Eduardo J edited this page Jul 29, 2021 · 6 revisions

This page describes, from a developer point of view, how searching is performed.

Indexing data

The definition of the indices can be found under the app/indices/ subdirectory.

We have two indices defined, one for projects and one for packages. Both have the same fields (defined with indexes) and the same attributes (defined with has). This allows us to perform searches with the same conditions, and retrieve results with mixed results (both projects and packages).

The indexing is done offline via PopulateToSphinxJob, this improves the search service error recovery.



The text search is performed over the name, title and description fields. By default, only the name field is used in the search.


The following attributes are used to perform searches:

  • The attrib_type_ids Sphinx attribute: contains a list of OBS attribute types that this project/package has.
  • The issue_ids Sphinx attribute: contains a list of OBS issues related to this project/package.

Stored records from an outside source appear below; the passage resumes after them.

PR #5013, opened 2024-07-23
Change diary comment post paths

AntonKhorev:
This is how path are going to look if comments are turned into nested resources of diary entries:

- `newcomment` => POST on `comments`
- `hidecomment/:comment` => `comments/:comment/hide`
- `unhidecomment/:comment` => `comments/:comment/unhide`

All changed paths are POST paths, changing them shouldn't break anything.

### DIFF
--- a/config/routes.rb
+++ b/config/routes.rb
@@ -237,13 +237,13 @@ OpenStreetMap::Application.routes.draw do
   scope "/user/:display_name" do
     resources :diary_entries, :path => "diary", :only => [:edit, :update, :show], :id => /\d+/
   end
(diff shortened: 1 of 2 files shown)


tomhughes:
Isn't the canonical naming rule in rails to use the singular form for individual objects? So `/comments` for the index but `/comment/:id` for a specific comment?

AntonKhorev:
Normally paths are in [plural](https://guides.rubyonrails.org/routing.html#crud-verbs-and-actions). Singular is for [singular resources](https://guides.rubyonrails.org/routing.html#singular-resources), if, for example, a diary entry could have only one comment.

tomhughes:
Guess I looked at the wrong examples in our existing routes then... So this looks good now, thanks.

PR #5014, opened 2024-07-24
Allow to edit inactive blocks

AntonKhorev:
Expired/revoked blocks have no edit links. Editing them results in "The block has already expired and cannot be edited."

This PR removes the `active?` check on update actions which allows editing inactive blocks.

## Why?

Some block are issued automatically and there are false positives among them. Any moderator can revoke erroneous blocks but it's also desirable to edit the block messages. This may be impossible for two reasons:
1. Revoked block is already expired.
2. Revoked block was created by a different moderator.

This PR removes reason 1.


tomhughes:
Looks good to me, thanks.

PR #5016, opened 2024-07-25
Allow to edit revoked blocks

AntonKhorev:
Part two of #5014. Those who revoke a block will be able to edit it.

### DIFF
--- a/test/controllers/user_blocks_controller_test.rb
+++ b/test/controllers/user_blocks_controller_test.rb
@@ -212,7 +212,7 @@ class UserBlocksControllerTest < ActionDispatch::IntegrationTest
     check_block_buttons block, :edit => 1
 
     session_for(revoker_user)
-    check_block_buttons block
+    check_block_buttons block, :edit => 1
   end
 
   private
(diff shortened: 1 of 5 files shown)


test/controllers/user_blocks_controller_test.rb
```diff
@@ -483,13 +483,44 @@ def test_update_expired
...
+    session_for(creator_user)
+    check_block_updates(block)
+
+    session_for(revoker_user)
+    check_block_updates(block)
+  end
+
+  private
+
+  def check_block_updates(block)
```
tomhughes, line 516: Can we move this to the end with the other private methods rather than switching back and forth between public and private?

tomhughes (changes requested):

test/controllers/user_blocks_controller_test.rb
AntonKhorev: Do you want to move only `check_block_updates` or every other such method too?

tomhughes: Oh I hadn't realised you had done the same thing in that other PR that I merged yesterday... Personally I would prefer to move that as well.

AntonKhorev: I moved the methods here. But I didn't do a similar private section just yesterday, there should be more of them elsewhere.

tomhughes (approved):
Looks good now, thanks.

PR #5017, opened 2024-07-25
Use assert_not_predicate instead of assert_not next to assert_predicate

AntonKhorev:
Rubocop would complain about something like `assert issue.open?` and it gets changed to `assert_predicate`, but `assert_not issue.open?` is left alone for some reason.

I already did this change in #4454. I guess I missed some.


tomhughes:
I think I did explain on #4454 why it doesn't  find them. Looks good to me anyway.

PR #5018, opened 2024-07-25
Simplify api changeset path helper calls

AntonKhorev:
Like #4996


tomhughes:
Looks good to me, thanks.

PR #5019, opened 2024-07-25
Add expiry for OAuth 2 grants and tokens

tomhughes:
This extends the existing cleanup script that runs every night in production to deal with OAuth 2 grants and tokens.


gravitystorm:
Merged, thanks. 

At some point we could convert this script into a rake task, to make it more discoverable (and add a description etc). Or even better, a simple rake task that calls a method on another class, which makes the logic easier to test. But for now that's all overkill.

PR #5887, opened 2025-04-04
Clean OSM.formatHash calls

hlfan:
There is not just a `formatHash` call in `fixthemap` but also one in `welcome` that can be written in the template.
Looked through all `formatHash` calls and cleaned up another call.
Builds on the commit from #5752 that fixes gravitystorm#257.
See also #5869.

### DIFF
--- a/app/helpers/geocoder_helper.rb
+++ b/app/helpers/geocoder_helper.rb
@@ -7,7 +7,7 @@ module GeocoderHelper
           elsif result[:min_lon] && result[:min_lat] && result[:max_lon] && result[:max_lat]
             "/?bbox=#{result[:min_lon]},#{result[:min_lat]},#{result[:max_lon]},#{result[:max_lat]}"
           else
-            "/#map=#{result[:zoom]}/#{result[:lat]}/#{result[:lon]}"
+            "/##{map_hash(result)}"
           end
 
     result.each do |key, value|
@@ -21,6 +21,12 @@ module GeocoderHelper
     html << " " if result[:suffix] && result[:name]
     html << result[:suffix] if result[:suffix]
     safe_join(html)
+  end
+
+  def map_hash(params)
+    return nil unless params[:lat].present? && params[:lon].present?
+
+    "map=#{params[:zoom] || 17}/#{params[:lat]}/#{params[:lon]}"
   end
 
   def describe_location(lat, lon, zoom = nil, language = nil)
--- a/app/views/site/welcome.html.erb
+++ b/app/views/site/welcome.html.erb
@@ -81,7 +81,7 @@
 <% if params[:oauth_return_url] %>
   <a class="btn btn-primary" href="<%= params[:oauth_return_url] %>"><%= t ".continue_authorization" %></a>
 <% else %>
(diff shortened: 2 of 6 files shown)


app/helpers/geocoder_helper.rb
```diff
@@ -23,6 +23,12 @@ def result_to_html(result)
     safe_join(html)
   end
 
+  def map_hash(params)
+    return "" unless params[:lat].present? && params[:lon].present?
+
+    "#map=#{params[:zoom].to_i || 17}/#{params[:lat].to_f}/#{params[:lon].to_f}"
```
tomhughes, line 29: Why do we need to convert lat and lon to floating point and then immediately back to string again?

app/views/site/welcome.html.erb
```diff
@@ -81,7 +81,8 @@
 <% if params[:oauth_return_url] %>
   <a class="btn btn-primary" href="<%= params[:oauth_return_url] %>"><%= t ".continue_authorization" %></a>
 <% else %>
-  <a class="btn btn-primary start-mapping" href="<%= edit_path %>"><%= t ".start_mapping" %></a>
+  <%= editor_query = "?editor=#{params[:editor].to_s.split(/\W/)[0]}" if params[:editor].present?
```
tomhughes, line 84: Why do we need to split the editor into words and then just take the first one? The javascript implementation that this is replacing doesn't seem to do that?

app/helpers/geocoder_helper.rb
hlfan: Brakeman complained

app/views/site/welcome.html.erb
hlfan: Brakeman complained, again

app/helpers/geocoder_helper.rb
tomhughes: I just tried removing them and I couldn't get brakeman to complain... What exactly did it say?

app/views/site/welcome.html.erb
tomhughes: Same here, I couldn't reproduce any complaint.

app/helpers/geocoder_helper.rb
hlfan: Interesting - I can't either now... but I remember some error before I made this PR. But I'm not complaining.

app/helpers/geocoder_helper.rb
```diff
@@ -23,6 +23,12 @@ def result_to_html(result)
     safe_join(html)
   end
 
+  def map_hash(params)
+    return "" unless params[:lat].present? && params[:lon].present?
+
+    "#map=#{params[:zoom] || 17}/#{params[:lat]}/#{params[:lon]}"
```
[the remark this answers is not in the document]
hlfan: It needs the `map=` to work, though?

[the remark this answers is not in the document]
tomhughes: Sorry yes you're right so maybe string interpolation is easier for that...

tomhughes (approved):

PR #5888, opened 2025-04-04
Remove .clearfix from places without floats

AntonKhorev:
We don't need [Bootstrap's clearfix class](https://getbootstrap.com/docs/5.3/helpers/clearfix/) because we're not using css floats anywhere.[^1] That includes user-provided richtext because we're removing `style` and `class` attributes.

[^1]: except on the *Export* page, see the next PR.


tomhughes:
Looks good to me, thanks.

PR #5889, opened 2025-04-04
Use flex+justify instead of floats on export page

AntonKhorev:
In the export box on the `/export` page we're positioning inputs using floats. Then we have to guard them with `/*rtl:ignore*/` in css. But actually we don't need any custom css here because we set `dir='ltr'` on the entire box. If we don't use any styles that mention left/right/start/end, `dir` will work as expected. Instead of left/right floats, I'm using flex with justify-content-between to push the inputs to the edges of the box.

image

### DIFF
--- a/app/assets/stylesheets/common.scss
+++ b/app/assets/stylesheets/common.scss
@@ -674,12 +674,6 @@ tr.turn {
     > * {
         margin: -1px;
     }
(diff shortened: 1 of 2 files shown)


tomhughes:
Looks good to me, thanks.

PR #5892, opened 2025-04-05
Remove invalid setStyle from data layer

AntonKhorev:
Look at data layer. Notice that everything is blue:
image

Now look at the `setStyle` call that I remove in this PR. Notice that the colors are supposed to be black, red, green. It's broken since https://github.com/openstreetmap/openstreetmap-website/commit/5e9ab5bc5edb63b7ab7719fa989a18f52e3637a2, but I'm not fixing it because those colors don't look very well over the tiles and everyone probably got used to blue.

The argument to `setStyle` is invalid; and when used on feature group layer, `setStyle` should be called after adding the geometry.
https://leafletjs.com/reference.html#featuregroup-setstyle

### DIFF
--- a/app/assets/javascripts/index/layers/data.js
+++ b/app/assets/javascripts/index/layers/data.js
@@ -2,21 +2,6 @@ OSM.initializeDataLayer = function (map) {
   let dataLoader, loadedBounds;
   const dataLayer = map.dataLayer;
 
-  dataLayer.setStyle({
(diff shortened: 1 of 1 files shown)


tomhughes:
I don't actually remember the data layer being anything other than blue but it does look like the previous, presumably working, styling existed before #328 broke it.

Looks good to me anyway.

PR #5894, opened 2025-04-05
Optimize user creation illustrations by reusing elements

hlfan:
Reducing the size of the previously _minified_ illustrations by 88.733% (123.59kB to 13.93kB) by reusing elements in the SVGs and in between the SVGs.


AntonKhorev:
1\. you're not saving much
sign-up-illustration.svg
Transferred: 5.55 kB

2\. you already know about this issue from #5879
image

hlfan:
> you're not saving much

5195 + 5865 + 4015 bytes vs 755 + 1941 + 1270 + 238 + 915
so 5119 B instead 15075 B gzipped, so still less than a third.

> you already know about this issue

yes and my ideas escalated from there.

AntonKhorev:
> 5195 + 5865 + 4015 bytes

There's no way anyone is going to see all three images.

hlfan:
Has the sign-up flow changed so users don't see all images when creating a new account?

hlfan:
@AntonKhorev should I only remove the file splitting or more?

hlfan:
@gravitystorm does this close #5879 for you?

hlfan:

The rest of the Sphinx attributes (linked_count, activity_index, linked_projects?, devel_packages?, last_package_updated_at) are only used to provide a weight on the results, to present the results sorted. The weights are defined in the search method of the model FullTextSearch.

Rebuild indices

In case a rebuild of the indices is necesary, this are the steps that should be done:

systemctl stop obs-sphinx.service
run_in_api rake ts:rebuild # This takes long
run_in_api rake ts:stop
systemctl start obs-sphinx.service

After upgrading to Thinking Sphinx 5.2.0 and setting real_time_tidy to true, a rebuild of the indices should not be needed any more to clean up real-time indices.